Montale parla di "matassa senza bandolo". La realtà già nel Novecento
diviene garbuglio, groviglio inestricabile. Le scienze umane teorizzano la
razionalità limitata. Immaginiamoci quindi quanto sia difficile avere uno stile
veramente originale e dire cose nuove per uno scrittore! Ogni scrittore forse è
sempre indeciso se provare a scrivere un libro totale (un'opera onnicomprensiva
che descriva il mondo intero) oppure un brano brevissimo in cui viene descritto
un particolare apparentemente insignificante ma che si rivela alla fine
essenziale, fondamentale.
Allo stesso modo ci sono persone che
cercano in amore l'esperienza totalizzante che duri tutta una vita ed
altre che inseguono il carpe diem. Per quale fine un essere umano scrive? In Meditazione milanese Gadda scrive che «gli n tendono
agli n+1 ma non sanno a cosa tendono, ché, se lo sapessero,
gli n+1 non esisterebbero già". L'uomo forse tende ad
n+2, ad n+3, ad n+infinito.
Questo significa che gli uomini
vogliono progredire infinitamente la loro conoscenza. L'uomo vuole incrementare
il sapere continuamente. Scrivere forse per chi ha pretese significa conoscere,
sapere. Ecco allora spiegato perché molti scrittori del Novecento hanno dato
voce al molteplice, hanno cercato di dare forma all'informe, hanno cercato di
volgersi agli infiniti possibili. Nel Novecento fiorisce la letteratura
combinatoria come quella di Perec e di Calvino. Scrivere significa allora
cercare di contemplare tutta la casistica degli eventi e delle dinamiche umane.
Ma quando si fa della letteratura un
sistema i problemi sono due: 1) bisogna definire cosa è un sistema e non è
affatto facile. 2) bisogna che il sistema sia aperto per accogliere tutti i
casi e le varianti del mondo. Il sistema chiuso significherebbe caos ed alla
fine implosione. In fondo lo stesso Chomsky ha messo in rilievo la creatività
del linguaggio umano, capace di produrre parole all'infinito. Forse ciò
significa che qualsiasi essere umano è un sistema aperto. Sicuramente il
linguaggio umano è un mirabile congegno dalle combinazioni inesauribili.

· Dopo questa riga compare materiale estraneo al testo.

PR #2339, opened 2026-06-02
fix(streaming): ignore braces inside strings when splitting Iterable objects

vidigoat:
## Problem

`IterableBase.get_object` (used by `create_iterable()` / `Iterable[T]` streaming) splits the streamed buffer into JSON objects by counting `{` and `}` to track nesting depth — but it never tracks whether it is **inside a JSON string**:

```python
for i, c in enumerate(s):
    if c == "{": stack += 1
    if c == "}":
        stack -= 1
        if stack == 0:
            return s[start_index : i + 1], s[i + 2 :]
```

So any `{` or `}` that appears **inside a string value** changes the depth. A closing brace inside a string (e.g. a `":}"` emoticon, a code snippet, or any stray brace in model-generated text) drops `stack` to `0` early, slicing the object mid-string and returning **invalid JSON**. That chunk then fails `model_validate_json`, raising a `ValidationError`/`JSONDecodeError` that **kills the entire stream**.

### Reproduction (no API key)

```python
from instructor.dsl.iterable import IterableBase
obj, rest = IterableBase.get_object('{"bio": "a } b"}, {"bio": "next"}', 0)
# main:  obj == '{"bio": "a }'   -> json.loads(obj) raises "Unterminated string"
```

End-to-end via the streaming API:

```python
chunks = ['{"tasks": [', '{"name": "Alice", "bio": "happy :}"}', ', {"name": "Bob", "bio": "plain"}', ']}']
list(IterableModel(User).tasks_from_chunks(chunks))   # main: ValidationError
```

## Fix

Make `get_object` **string-aware** — track `in_string` (toggled on an unescaped `"`) and an escape flag, and only count `{`/`}` when outside a string. This mirrors the pattern already used in `instructor/v2/core/json.py::extract_json_from_stream`, so the behavior is consistent across the codebase. Nested objects and escaped quotes are handled correctly.

## Tests

Added `tests/dsl/test_iterable_get_object.py` (pure unit tests, no API calls): braces inside strings, escaped quote before a brace, nested objects, and the full `tasks_from_chunks` streaming path. All four **fail on `main`** and **pass with the fix**; the existing `dsl`/`processing` suites remain green. `ruff check`, `ruff format --check`, and `ty check` all pass. CHANGELOG updated.

---

*Authored with the assistance of an AI tool; the bug was reproduced, the fix written, and all tests/lint/type-checks verified by me before submitting.*

### DIFF
--- a/CHANGELOG.md
+++ b/CHANGELOG.md
@@ -9,6 +9,9 @@ Versioning: [Semantic Versioning](https://semver.org/spec/v2.0.0.html)
 
 ## [Unreleased]
 
+### Fixed
+- **Streaming (Iterable)**: `IterableBase.get_object` now ignores `{`/`}` characters that appear inside JSON string values, so `create_iterable()` / `Iterable[T]` streams no longer truncate an object mid-string and raise a `ValidationError` when a string field contains a brace (e.g. `":}"`). ([#2339](https://github.com/instructor-ai/instructor/pull/2339))
+
 ---
 
 ## [1.15.2] - 2026-05-10
--- a/instructor/v2/dsl/iterable.py
+++ b/instructor/v2/dsl/iterable.py
@@ -173,10 +173,26 @@ class IterableBase:
     @staticmethod
     def get_object(s: str, stack: int) -> tuple[Optional[str], str]:
         start_index = s.find("{")
+        in_string = False
+        escape_next = False
         for i, c in enumerate(s):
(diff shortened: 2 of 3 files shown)


jxnl:
Thanks for the focused fix. We are consolidating small streaming/JSON parser fixes into a maintainer PR for the next minor release, so I am closing this PR rather than merging individual narrow PRs. The braces-inside-strings streaming case will be covered there.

Ma sempre riguardo ai fini c'è da
considerare la loro eterogenesi, secondo cui ci possono sempre essere
conseguenze impreviste delle azioni umane. A volte i vizi privati possono
diventare pubbliche virtù come ne La
favola delle api di Mandeville. Altre volte si parte con la nobile
intenzione dell'aspirazione all'uguaglianza e si finisce con le dittature
comuniste sanguinarie. Il filosofo Augusto Del Noce parlava di eterogenesi dei
fini per quanto riguarda il marxismo.
Si sa sempre dove si parte ma non si sa
mai dove si arriva quando si pensa o si fa qualcosa. Un conto è
l'intenzione ed un altro è il risultato. Lo stesso Zeno nel celebre romanzo di
Svevo fa centro alla fine ma non nei bersagli mirati. Questo
probabilmente succede anche per l'arte. Fenoglio in un suo aforisma definiva
la scrittura come un "proiettile senza bersaglio". Che sia
questo il destino dell'uomo contemporaneo?